* _Excerpted data_
[Start of section]

PR #962, opened 2021-04-16
Import musicxml measures containing only ChordSymbols

jacobtylerwalls:
A sequence of two such measures previously raised `ZeroDivisionError`.

**Example source:**
```
    <measure number="4" width="289.46">
      <harmony print-frame="no">
        <root>
          <root-step>G</root-step>
          </root>
        <kind text="m">minor</kind>
        </harmony>
      <harmony print-frame="no">
        <root>
          <root-step>E</root-step>
          <root-alter>-1</root-alter>
          </root>
        <kind>major</kind>
        <offset>24</offset>
        </harmony>
      <forward>
        <duration>48</duration>
        </forward>
      </measure>
    <measure number="5" width="357.54">
      <harmony print-frame="no">
        <root>
          <root-step>D</root-step>
          </root>
        <kind>major</kind>
        </harmony>
      <forward>
        <duration>48</duration>
        </forward>
      </measure>
```

Because m.4 was treated as "short", in the next measure we executed the last-measure-was-short branch and then crashed on a `ZeroDivisionError`:

```
  File "/Library/Frameworks/Python.framework/Versions/3.9/lib/python3.9/site-packages/music21/musicxml/xmlToM21.py", line 2028, in adjustTimeAttributesFromMeasure
    barDurationProportion = m.barDurationProportion()
  File "/Library/Frameworks/Python.framework/Versions/3.9/lib/python3.9/site-packages/music21/stream/base.py", line 12538, in barDurationProportion
    return opFrac(self.highestTime / barDuration.quarterLength)
ZeroDivisionError: float division by zero
```

### DIFF
--- a/music21/harmony.py
+++ b/music21/harmony.py
@@ -1387,8 +1387,8 @@ class ChordSymbol(Harmony):
     chords, by default appear as chord symbols in a score and have duration of
     0.
 
-    To obtain the chord representation of the in the score, change the
-    :attr:`music21.harmony.ChordSymbol.writeAsChord` to True. Unless otherwise
+    To obtain the chord representation of the `ChordSymbol` in the score, change
+    :attr:`~music21.harmony.ChordSymbol.writeAsChord` to True. Unless otherwise
     specified, the duration of this chord object will become 1.0. If you have a
     leadsheet, run :meth:`music21.harmony.realizeChordSymbolDurations` on the
     stream to assign the correct (according to offsets) duration to each
--- a/music21/harmony.py
+++ b/music21/harmony.py
@@ -1388,7 +1388,7 @@ class ChordSymbol(Harmony):
     0.
 
     To obtain the chord representation of the `ChordSymbol` in the score, change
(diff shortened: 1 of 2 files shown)


music21/harmony.py
```diff
@@ -1387,8 +1387,8 @@ class ChordSymbol(Harmony):
     chords, by default appear as chord symbols in a score and have duration of
     0.
 
-    To obtain the chord representation of the in the score, change the
-    :attr:`music21.harmony.ChordSymbol.writeAsChord` to True. Unless otherwise
+    To obtain the chord representation of the `ChordSymbol` in the score, change
+    :attr:`~music21.harmony.Harmony.writeAsChord` to True. Unless otherwise
     specified, the duration of this chord object will become 1.0. If you have a
     leadsheet, run :meth:`music21.harmony.realizeChordSymbolDurations` on the
```
mscuthbert, line 1393: this should be :func:

mscuthbert (approved):
Looks good -- I'll fix the existing doc problem separately.

PR #965, opened 2021-04-18
Remove Ambitus.getPitchRanges()

jacobtylerwalls:
`s.analyze('range')` is now a synonym for `s.analyze('span')`, which is a much faster algorithm. That means in the rare cases where there were no instances of a repeated note in a stream, the previous nonzero minPitch is now zero.

***

Prevents segfaults I was seeing when trying to cache metadata.

**More information**
This algorithm is O(n^2), so any extra values should be filtered out of `psFound` before running an expensive computation. We don't need more than two instances of any `ps`, because they'll just produce the same interval.

https://github.com/cuthbertLab/music21/blob/ebc47a1fbc9d65981bc52928593b4b564ae96cd5/music21/analysis/discrete.py#L1079-L1091

While debuggging I printed `psRange` being computed for one stream to a file, and it consumed > 500 MB before I interrupted the interpreter.

### DIFF
--- a/music21/analysis/discrete.py
+++ b/music21/analysis/discrete.py
@@ -1064,6 +1064,15 @@ class Ambitus(DiscreteAnalysis):
         >>> s = stream.Stream()
         >>> ambitusAnalyzer.getPitchRanges(s)
         (0, 0)
+
+        OMIT_FROM_DOCS
+
+        >>> s = stream.Stream()
+        >>> for i in range(12, 61):
+        ...    n = note.Note(i)
+        ...    s.repeatAppend(n, 2)
+        >>> ambitusAnalyzer.getPitchRanges(s)
+        (0, 48)
         '''
         ssfn = subStream.flat.notes
 
@@ -1075,15 +1084,19 @@ class Ambitus(DiscreteAnalysis):
             elif 'Note' in n.classes:
                 pitches = [n.pitch]
             for p in pitches:
-                psFound.append(p.ps)
+                # third insertion would be irrelevant
+                # we will sort next, and having two identical
+                # values is enough to produce an interval of 0.
+                if psFound.count(p.ps) < 2:
+                    psFound.append(p.ps)
         psFound.sort()
-        psRange = []
+        psRange = set()
         for i in range(len(psFound) - 1):
             p1 = psFound[i]
             for j in range(i + 1, len(psFound)):
                 p2 = psFound[j]
                 # p2 should always be equal or greater than p1
-                psRange.append(p2 - p1)
+                psRange.add(p2 - p1)
 
         if not psRange:
             return (0, 0)
--- a/music21/analysis/discrete.py
+++ b/music21/analysis/discrete.py
@@ -1024,7 +1024,6 @@ class Ambitus(DiscreteAnalysis):
 
         >>> s = stream.Stream(note.Rest())
         >>> p.getPitchSpan(s)
-        None
 
         OMIT_FROM_DOCS
 
@@ -1032,7 +1031,7 @@ class Ambitus(DiscreteAnalysis):
 
         >>> s.insert(4, harmony.ChordSymbol('C6'))
         >>> p.getPitchSpan(s)
-        None
+
         '''
         if subStream is self._referenceStream and self.minPitchObj and self.maxPitchObj:
             return self.minPitchObj, self.maxPitchObj
--- a/music21/analysis/discrete.py
+++ b/music21/analysis/discrete.py
@@ -997,10 +997,10 @@ class Ambitus(DiscreteAnalysis):
 
         # environLocal.printDebug([self._pitchSpanColors])
 
-    def getPitchSpan(self, subStream):
+    def getPitchSpan(self, subStream) -> Tuple[Optional[pitch.Pitch], Optional[pitch.Pitch]]:
         '''
-        For a given subStream, return the pitch with the minimum and
-        maximum pitch space value found.
+        For a given subStream, return a tuple consisting of the two pitches
+        with the minimum and maximum pitch space value.
 
         This public method may be used by other classes.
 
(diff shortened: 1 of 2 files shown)


mscuthbert:
Curious -- are we ever using the min range anywhere in the system?  That seems like the main culprit for speed and I can't imagine what it might be useful for.  (In any real situation, it's going to be m2 or M2 I imagine.  Oh, maybe it shows if there are quarter tones?  But there's a better way to figure that out too).

We should be using `srcStream.pitches` -- much faster also.   (And Note also has a .pitches as well)

jacobtylerwalls:
Having two instances of the same pitch in a Stream is sufficient to get a 0.0 min. So--no, not very useful! (Quarter tones shouldn't affect our decision, since `ps` is a float. So the same two quarter tones would yield 0.0.)

This is the only place it's used, to get colors for intervals (I suppose an interval of 0.0 needs a color?)

https://github.com/cuthbertLab/music21/blob/ebc47a1fbc9d65981bc52928593b4b564ae96cd5/music21/analysis/discrete.py#L970-L977

Mozart K155:
2455 notes
len(psRange) would be 2455
len(psFound) would be 2455 ** 2 = 6,027,025

PR:
len(psRange) 93
inner loop iterations would would be 93 ** 2 = 8,649

If you want it faster, yes, we could drop the second instance of the `ps` and just use a set

len(psRange) 47
inner loops 47 ** 2 = 2,209

And then change `_generateColors()` to always assume a min of 0.

> We should be using srcStream.pitches -- much faster also. (And Note also has a .pitches as well)

Nice, I can address this after you let me know your preference on the other point.

mscuthbert:
WOW.  Your work DOES do 99.9% of the savings.  But yes, I think it's a time to remove getPitchRanges and rename to getAmbitusPs or something like that and in _generateColors assume a min of 0.

I think it can be removed without any deprecation cycle.  It's pretty hidden.

jacobtylerwalls:
I think we can just remove. If we don't care about the minimum value any more, same result can be had getting the ambitus from the other method (`getPitchSpan()`) and taking the difference of the two values. No reason to do a second search through the score. (Future self: someday distill a reproducer for these segfaults not involving external files to report to cPython.)

music21/analysis/discrete.py
```diff
@@ -1348,6 +1299,11 @@ def analyzeStream(streamObj, *args, **keywords):
     if args:
         method = args[0]
 
+    if method == 'range':
+        # getPitchRanges() was removed in v7
+        # this synonym is being added for compatibility
+        method = 'span'
+
```
jacobtylerwalls, line 1306: I guess this is not 100% great in that someone who extended the functionality with another analysis method would have to override analyzeStream() also in order to not get this synonym.

jacobtylerwalls: Ohhhh but if I get rid of the synonym then I'm signing up for rewriting the user's guide examples. I'll give Myke time to weigh in.

jacobtylerwalls:
No rush, but when we come back to this, it's perhaps also a time to address the following: this branch calls getPitchSpan() three times:

- Ambitus() constructor (which calls _generateColors())
- getPitchSpan() on the following line
- .getSolution() calls process()

https://github.com/cuthbertLab/music21/blob/06b2122b81ba86c777dae90fe707a4c0a3c3cba6/music21/metadata/__init__.py#L1268-L1275

Not a showstopper, but we could do fewer searches if we decide where to cache this information.

music21/analysis/discrete.py
```diff
@@ -970,8 +975,8 @@ def _generateColors(self, numColors=None):
         if numColors is None:
             if self._referenceStream is not None:
                 # get total range for entire piece
-                minPitchObj, maxPitchObj = self.getPitchSpan(self._referenceStream)
-                difference = int(maxPitchObj.ps - minPitchObj.ps)
+                self.minPitchObj, self.maxPitchObj = self.getPitchSpan(self._referenceStream)
+                difference = int(self.maxPitchObj.ps - self.minPitchObj.ps)
                 minPitch, maxPitch = 0, difference
             else:
                 minPitch, maxPitch = 0, 130  # a large default
```
mscuthbert: I eventually want to get rid of this paradigm of setting two variables by creating two tuples that reference each other.

```
minPitch = 0
maxPitch = difference
```

seems so much clearer.  And in fact, it uncovers that `minPitch = 0` should be outside the `if` statement.

music21/analysis/discrete.py
```diff
@@ -1039,7 +1047,12 @@ def getPitchSpan(self, subStream):
         minPitchIndex = psFound.index(min(psFound))
         maxPitchIndex = psFound.index(max(psFound))
 
-        return pitchesFound[minPitchIndex], pitchesFound[maxPitchIndex]
+        minPitchObj, maxPitchObj = pitchesFound[minPitchIndex], pitchesFound[maxPitchIndex]
+
+        if subStream is self._referenceStream:
+            self.minPitchObj, self.maxPitchObj = minPitchObj, maxPitchObj
```
mscuthbert, line 1066: as above.  Two lines is clearer than one.

music21/analysis/discrete.py
```diff
@@ -1024,15 +1024,14 @@ def getPitchSpan(self, subStream) -> Optional[Tuple[pitch.Pitch, pitch.Pitch]]:
 
         >>> s = stream.Stream(note.Rest())
         >>> p.getPitchSpan(s)
-        None
```
mscuthbert: generally I try to write either

```
>>> print(p.getPitchSpan(s))
None
```

or

```
>>> p.getPitchSpan(s) is None
True
```

It is the difference between doing a statement for side effects alone

```
>>> p.hello = 'hi'
```

and doing something and testing that it returns None.  Of course this does that also, but it's less clear for readers that that's what we're doing.

mscuthbert (commented):
Looks good -- a few comments that might be worth fixing now, or getting to later.

music21/analysis/discrete.py
jacobtylerwalls: > I guess this is not 100% great in that someone who extended the functionality with another analysis method would have to override analyzeStream() also in order to not get this synonym.

On second thought, this isn't so bad. The name was previously reserved because m21 was using it. And someone can override this OR override analysisClassFromMethodName. I think it's okay. Better to support backwards compatibility for now.

PR #966, opened 2021-04-19
Improve Trills and Make sure "methods" are methods

mscuthbert:
A lot of early documentation did not make a strong distinction between functions and methods.  Went through some places and clarified.

Noticed during review of #962


mscuthbert:
Added bug fixes and improvements for trills.

PR #969, opened 2021-04-20
Create inexpressible durations from tiny durations instead of raising

jacobtylerwalls:
I had this lying around (not pulling an all-nighter!)

**Motivation**:
Some tiny durations raise exceptions when accessing their types. My real-world case for this was reducing an orchestral score using `chordify()` and ending up with a 1/72 QL from the difference between one violin part with a 9/8/32nd tuplet run and another part with 8 32nd notes. This is how we handle large types, so here I extend it to small types.

MusicXML export should still fail if the type is inexpressible (and in one case they were getting all the way through and exporting invalid musicxml), but better to fail there (seems to me) than when just merely creating the duration and accessing the type.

[End of section]

* _Task to carry out_
The word "second" may appear in several lines of the data; copy every line where it does.

* _Finished exercise_
If you want it faster, yes, we could drop the second instance of the `ps` and just use a set
I think we can just remove. If we don't care about the minimum value any more, same result can be had getting the ambitus from the other method (`getPitchSpan()`) and taking the difference of the two values. No reason to do a second search through the score. (Future self: someday distill a reproducer for these segfaults not involving external files to report to cPython.)
On second thought, this isn't so bad. The name was previously reserved because m21 was using it. And someone can override this OR override analysisClassFromMethodName. I think it's okay. Better to support backwards compatibility for now.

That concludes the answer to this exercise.